Koblenz. Enttäuscht zeigte sich der Präsident des Bauern- und Winzerverbandes Rheinland-Nassau, Michael Horper, über die jüngsten Äußerungen der rheinland-pfälzischen Umweltministerin Ulrike Höfken zur Veröffentlichung des Nitrat-Berichtes der Bundesregierung. „Es wird nach wie vor der Eindruck erweckt, dass die Landwirtschaft als Hauptverursacher der Nitratbelastung im Grundwasser der schwarze Peter ist“, erklärte er anlässlich einer Präsidiumssitzung des Bauern- und Winzerverbandes Rheinland-Nassau kurz vor Jahreswechsel in Simmern. „Ich kann die Kritik beim besten Willen nicht nachvollziehen, denn der aktuelle Nitrat-Bericht zeigt gerade für unser Verbandsgebiet eine deutlich abnehmende Tendenz der Nitratbelastung im Grundwasser.“

Auf den meisten landwirtschaftlichen Böden benötige die Verlagerung von Nitrat bis zu 20 Jahre, um sich im Grundwasser merklich auszuwirken. Obwohl die Erfolge der Düngeverordnung aus dem Jahre 2007 noch nicht deutlich erkennbar seien, würden bereits seit Jahren neue verschärfte Vorgaben diskutiert und in diesem Jahr eine Novellierung dieses Gesetzes verabschiedet. Die Landwirte würden mit der Natur arbeiten und da brauche man halt Geduld. Populismus und politischer Übereifer seien hier absolut fehl am Platz. Dort wo allerdings lokale Fehlentwicklungen zu erkennen seien, müssten erst die Ursachen analysiert und anschließend sinnvolle Lösungsmöglichkeiten erarbeitet werden.

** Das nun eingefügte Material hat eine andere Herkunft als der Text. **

PR #330, opened 2020-01-27
Increase the memory threshold used in memory-leak tests

### LINKED ISSUE #272: test_interactive_remote_function_calls_no_memory_leak fails on python3.7+ for Mac OS

pierreglaser:
closes #272 

As a `Python` interpreter uses ~10MB of memory on MacOS, `test_interactive_remote_function_calls_no_memory_leak` fails on this system. In the perspective of adding a `cloudpickle` CI entry for Mac, I propose to increase the threshold above which this test fails. 

As a side note, we carried out some tests with @ogrisel to make sure this 10MB memory usage remains stable when increasing the load in this test, and it seems to be the case. So this issue is unlikely to be a memory leak caused by us.

### DIFF
--- a/tests/cloudpickle_test.py
+++ b/tests/cloudpickle_test.py
@@ -1534,11 +1534,14 @@ class CloudPickleTest(unittest.TestCase):
             # the end of each remote function call.
             growth = w.memsize() - reference_size
 
-            # Note that an "empty" Python interpreter on MacOS uses a
-            # significantly bigger amount of memory than on Linux systems
-            # (~10MB vs ~1MB), so the upper-bound on the memory use growth used
-            # below is only tight on Mac, and could be largely reduced on
-            # Linux.
+            # For some reason, the memory growth after processing 100MB of
+            # data is ~10MB on MacOS, and ~1MB on Linux, so the upper bound on
+            # memory growth we use is only tight for MacOS. However,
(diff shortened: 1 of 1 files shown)


tests/cloudpickle_test.py
```diff
@@ -1533,7 +1533,13 @@ def process_data():
             # grown by more than a few MB as closures are garbage collected at
             # the end of each remote function call.
             growth = w.memsize() - reference_size
-            assert growth < 1e7, growth
+
+            # Note that an "empty" Python interpreter on MacOS uses a
+            # significantly bigger amount of memory than on Linux systems
+            # (~10MB vs ~1MB), so the upper-bound on the memory use growth used
+            # below is only tight on Mac, and could be largely reduced on
+            # Linux.
```
ogrisel: It's not the "empty interpreter". The empty interpreter size is at least 30MB if you import a couple of packages, including on Linux.

What we measure here is the memory growth when running this loop.

Maybe just mentions that that for some reason the growth on macOS is around 10MB while it's only 1MB on Linux but in both cases it does normally stay bounded when we increase the number of iterations and in particular it stays significantly lower than the 100MB one my expect in case of a reference leak.

PR #332, opened 2020-01-29
test properties on a new-style class.

pierreglaser:
Follow up on #329 
Properties only work on new-style classes, that's why `test_property` is failing on `Python2` tests.


ogrisel:
Could you please add a comment to explain this?

ogrisel:
BTW we should consider making a new major cloudpickle release that stop supporting Python 2 in the coming months :)

PR #334, opened 2020-02-04
Add a test for #327

### LINKED ISSUE #327: stale reference needs a gc.collect to be collected in cloudpickle_fast
We noticed test failures in joblib/loky#229 using `Python3.8`. After some investigations, this bug can be reproduced with `cloudpickle` only: apparently, using `Python3.8` and the new  `reducer_override` mechanism, something holds a stale reference until a `gc.collect` call is performed:

```python
import threading
import weakref
import gc
import cloudpickle


class MyObject(object):
    def __init__(self, value=0):
        self.value = value

    def __repr__(self):
        return "MyObject({})".format(self.value)

    def my_method(self):
        pass


my_object = MyObject()
collect = threading.Event()
_ = weakref.ref(my_object, lambda obj: collect.set())  # noqa
cloudpickle.dumps(my_object)

del my_object

# Uncomment this line and the reference will be collected
# gc.collect()

collected = False
for i in range(5):
    collected = collect.wait(timeout=1.0)
    if collected:
        break
assert collected, "Stale reference not collected within timeout."
```

pierreglaser:
Closes #327 

The #327 bug was fixed upstream starting `Python3.8.2`. We should test whether this properly fixes the `cloudpickle` reproducer, hence this test.

Note that there this bug will still be present when using `cloudpickle` with `Python3.8.0/1`. This is too hard to fix in `cloudpickle`.

### DIFF
--- a/tests/cloudpickle_test.py
+++ b/tests/cloudpickle_test.py
@@ -109,7 +109,8 @@ class CloudPickleTest(unittest.TestCase):
         shutil.rmtree(self.tmpdir)
 
     @pytest.mark.skipif(
-            sys.version_info >= (3, 8, 0) and sys.version_info < (3, 8, 2),
+            platform.python_implementation() != "CPython" or
+            (sys.version_info >= (3, 8, 0) and sys.version_info < (3, 8, 2)),
             reason="Underlying bug fixed upstream starting Python3.8.2")
     def test_reducer_override_reference_cycle(self):
         # Early versions of Python3.8 introduced a reference cycle between a
--- a/tests/cloudpickle_test.py
+++ b/tests/cloudpickle_test.py
@@ -111,15 +111,15 @@ class CloudPickleTest(unittest.TestCase):
     @pytest.mark.skipif(
             platform.python_implementation() != "CPython" or
             (sys.version_info >= (3, 8, 0) and sys.version_info < (3, 8, 2)),
-            reason="Underlying bug fixed upstream starting Python3.8.2")
+            reason="Underlying bug fixed upstream starting Python 3.8.2")
     def test_reducer_override_reference_cycle(self):
-        # Early versions of Python3.8 introduced a reference cycle between a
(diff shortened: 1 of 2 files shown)


pierreglaser:
cc @ogrisel

tests/cloudpickle_test.py
```diff
@@ -108,6 +108,28 @@ def setUp(self):
     def tearDown(self):
         shutil.rmtree(self.tmpdir)
 
+    @pytest.mark.skipif(
+            platform.python_implementation() != "CPython" or
+            (sys.version_info >= (3, 8, 0) and sys.version_info < (3, 8, 2)),
+            reason="Underlying bug fixed upstream starting Python3.8.2")
```
```suggestion
            reason="Underlying bug fixed upstream starting Python 3.8.2")
```

tests/cloudpickle_test.py
```diff
@@ -108,6 +108,28 @@ def setUp(self):
...
+    def test_reducer_override_reference_cycle(self):
+        # Early versions of Python3.8 introduced a reference cycle between a
```
```suggestion
        # Early versions of Python 3.8 introduced a reference cycle between a
```

tests/cloudpickle_test.py
```diff
@@ -108,6 +108,28 @@ def setUp(self):
...
+        # Pickler and it's reducer_override method. Because a Pickler
+        # object references every object it has pickled through its memo, this
+        # cycle prevented the garbage-collection of those external pickled
+        # objects. See #327 as well as https://bugs.python.org/issue39492
+        # This bug was fixed in Python3.8.2, but is still present using
```
```suggestion
        # This bug was fixed in Python 3.8.2, but is still present using
```

tests/cloudpickle_test.py
```diff
@@ -108,6 +108,28 @@ def setUp(self):
...
+        # cloudpickle and Python3.8.0/1, hence the skipif directive.
```
```suggestion
        # cloudpickle and Python 3.8.0/1, hence the skipif directive.
```

ogrisel:
Merged. The ci-nightly thing will be fixed in another PR.

PR #336, opened 2020-02-04
trigger downstream builds on issue comment

pierreglaser:
github workflows triggered by `pull requests` events actually make it clumsy to run conditional builds based on commit messages. 

Alternative proposal: rely on the github `IssueComment` event, and run those downstream builds when a comment such as `/run joblib` is added in a PR.

PR #337, opened 2020-02-07
Fix #82: Avoid creating a side-effect in typing module.

### LINKED ISSUE #82: cloudpickle breaks dill deserialization across servers.
Following up on this issue on Stackoverflow:

http://stackoverflow.com/questions/42960637/python-3-5-dill-pickling-unpickling-on-different-servers-keyerror-classtype/43006034#43006034

In a nutshell, with Python 3.5:

**Server A** imports `cloudpickle` this causes `types.ClassType` to become defined.
```
>>> import types
>>> dir(types)
  ['BuiltinFunctionType',
   'BuiltinMethodType',
   'ClassType',
   'CodeType',
   ...
  ]
```
**Server B** does not import `cloudpickle`, so `types.ClassType` is left undefined.
```
>>> import types
>>> dir(types)
  ['BuiltinFunctionType',
   'BuiltinMethodType',
   'CodeType',
   ...
  ]
```
Objects which are serialized in **server A** also seem to serialize a reference to `ClassType`. Then, when they are deserialized on **server B**, we encounter the following error:
```
 File "/home/streamsadmin/git/streamsx.topology/test/python/topology/deleteme2.py", line 40, in <module>
   a = dill.loads(base64.b64decode(a.encode()))
 File "/home/streamsadmin/anaconda3/lib/python3.5/site-packages/dill/dill.py", line 277, in loads
   return load(file)
 File "/home/streamsadmin/anaconda3/lib/python3.5/site-packages/dill/dill.py", line 266, in load
   obj = pik.load()
 File "/home/streamsadmin/anaconda3/lib/python3.5/site-packages/dill/dill.py", line 524, in _load_type
   return _reverse_typemap[name]
KeyError: 'ClassType'
```

I've found a workaround, which you can see on Stackoverflow. 

Here's my question: `types.ClassType` was removed in 3.5, yet cloudpickle re-adds it. Is this strictly necessary? It seems to be having side effects.

tvalentyn:
cc: @charlesccychen

### DIFF
--- a/cloudpickle/cloudpickle.py
+++ b/cloudpickle/cloudpickle.py
@@ -95,7 +95,6 @@ if sys.version_info[0] < 3:  # pragma: no branch
     PY3 = False
     PY2 = True
 else:
-    types.ClassType = type
     from pickle import _Pickler as Pickler
     from io import BytesIO as StringIO
     string_types = (str,)
@@ -889,7 +888,8 @@ class CloudPickler(Pickler):
             Pickler.save_global(self, obj, name=name)
 
     dispatch[type] = save_global
-    dispatch[types.ClassType] = save_global
+    if PY2:
+      dispatch[types.ClassType] = save_global
 
     def save_instancemethod(self, obj):
         # Memoization rarely is ever useful due to python bounding
--- a/cloudpickle/cloudpickle.py
+++ b/cloudpickle/cloudpickle.py
@@ -889,7 +889,7 @@ class CloudPickler(Pickler):
 
     dispatch[type] = save_global
     if PY2:
-      dispatch[types.ClassType] = save_global
+        dispatch[types.ClassType] = save_global
 
     def save_instancemethod(self, obj):
         # Memoization rarely is ever useful due to python bounding
--- a/CHANGES.md
+++ b/CHANGES.md
@@ -4,9 +4,6 @@
 - Fix a bug affecting dynamic modules occuring with modified builtins
   ([issue #316](https://github.com/cloudpipe/cloudpickle/issues/316))
 
-1.2.3
-=====
-
 - Fix a bug affecting cloudpickle when non-modules objects are added into
   sys.modules
   ([PR #326](https://github.com/cloudpipe/cloudpickle/pull/326)).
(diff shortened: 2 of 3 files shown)


tvalentyn:
@pierreglaser @ogrisel - could you please take a look at this change? 

Somehow I heard from 3 different people about #82 in last two days, so I would appreciate if we can fix it in the next release. Thank you.

cloudpickle/cloudpickle.py
```diff
@@ -95,7 +95,6 @@
     PY3 = False
     PY2 = True
 else:
-    types.ClassType = type
```
ogrisel: Wow that's wild! I had never realized that cloudpickle would do that...

ogrisel:
@pierreglaser we should also run the downstream tests on this once your PR is ready.

ogrisel:
I went ahead and updated the changelog. It think we should merge this quickly and release 1.3.0 directly soon after (but only once we have a change to run the downstream tests with the new CI config).

ogrisel:
If we need we can always backport some fixes to 1.2.3.

tvalentyn:
Thanks so much, @ogrisel !
I am curious about your CI setup - where do you follow the status of downstream tests?

ogrisel:
> where do you follow the status of downstream tests?

Work in progress: #336

ogrisel:
I tried to cancel the py35 ubuntu build that has been running for 30+ mins but it does not work. We cannot access the stdout of the pytest command... I don't know if it's a github actions bug or a real problem in cloudpickle.

Running locally the py35 tests on my linux box with tox completes in 10s...

ogrisel:
Let's hope it was a bug in github actions...

ogrisel:
Thanks @tvalentyn for the fix. Hopefully we will release 1.3.0 by next week.

ogrisel:
Sorry, I merged before letting @pierreglaser have a look.

tvalentyn:
No worries, I think one pair of eyes is sufficient on this change.

tvalentyn:
Thank you!

PR #344, opened 2020-02-14
Try to use ppa:deadsnakes/nightly instead of building python from source

ogrisel:
The PPA is maintained by:

https://github.com/deadsnakes/nightly

Not sure about the ubuntu-bionic image name.


ogrisel:
This builds looks fast enough (50s) to always be enabled.

PR #345, opened 2020-02-15
More post-Python 2 cleanups

ogrisel:
I found some dead-code that could be removed now that we are a Python 3.5+ only project.

The coverage report still has holes that should be plugged in later PRs.

### DIFF
--- a/cloudpickle/cloudpickle.py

Horper begrüßte, dass im neuen Nitrat-Bericht erstmals ein verändertes Messstellennetz verwendet wurde, das einen deutlich repräsentativeren Zustand der Gewässer, auch in Rheinland-Pfalz, widerspiegele. Anhand der aktuellen Daten werde deutlich, dass die vielfältigen Bemühungen der Landwirtschaft zur Reduktion von Nitrat im Grundwasser Früchte zeigten. Genauso wie in anderen Wirtschaftsbereichen, wie beispielsweise in der Automobilindustrie, werde der technologische Fortschritt von den Landwirten konsequent genutzt, um gerade im sensiblen Umweltbereich Verbesserungen zu erreichen. Die strikte Einhaltung gesetzlicher Regelungen trage ebenso wie die Nutzung modernster Techniken und die zunehmende Sensibilisierung der Landwirte dazu bei, dass die Messwerte an vielen, insbesondere als belastet geltenden Grundwassermessstellen zurückgegangen seien. So seien nicht nur die Stickstoffüberschüsse in den letzten Jahren deutlich reduziert worden, sondern vor allem trügen die Landwirte durch freiwillige Maßnahmen (z.B. durch Anlegen von Gewässerrandstreifen und Teilnahme an Agrarumweltprogrammen) dazu bei, unerwünschte Einträge von Nitrat und auch Phosphat in Grund- und Oberflächengewässer weiter zu reduzieren.

Der Berufsstand sei mit der Wasserwirtschaft in Rheinland-Pfalz zudem im ständigen Dialog, um die Qualität von Oberflächen- und Grundwasser in Rheinland-Pfalz im Zuge der EU-Wasserrahmenrichtlinie weiterhin in einem optimalen Zustand zu erhalten und zu verbessern. „Damit erbringen die Landwirte einen wichtigen Beitrag für die Allgemeinheit und nehmen vielfach Einkommenseinbußen und Mehrarbeit in Kauf.“ Vor diesem Hintergrund forderte Horper Umweltministerin Ulrike Höfken auf, die Leistungen der Landwirtschaft für eine vielfach exzellente Wasserqualität in Rheinland-Pfalz endlich anzuerkennen.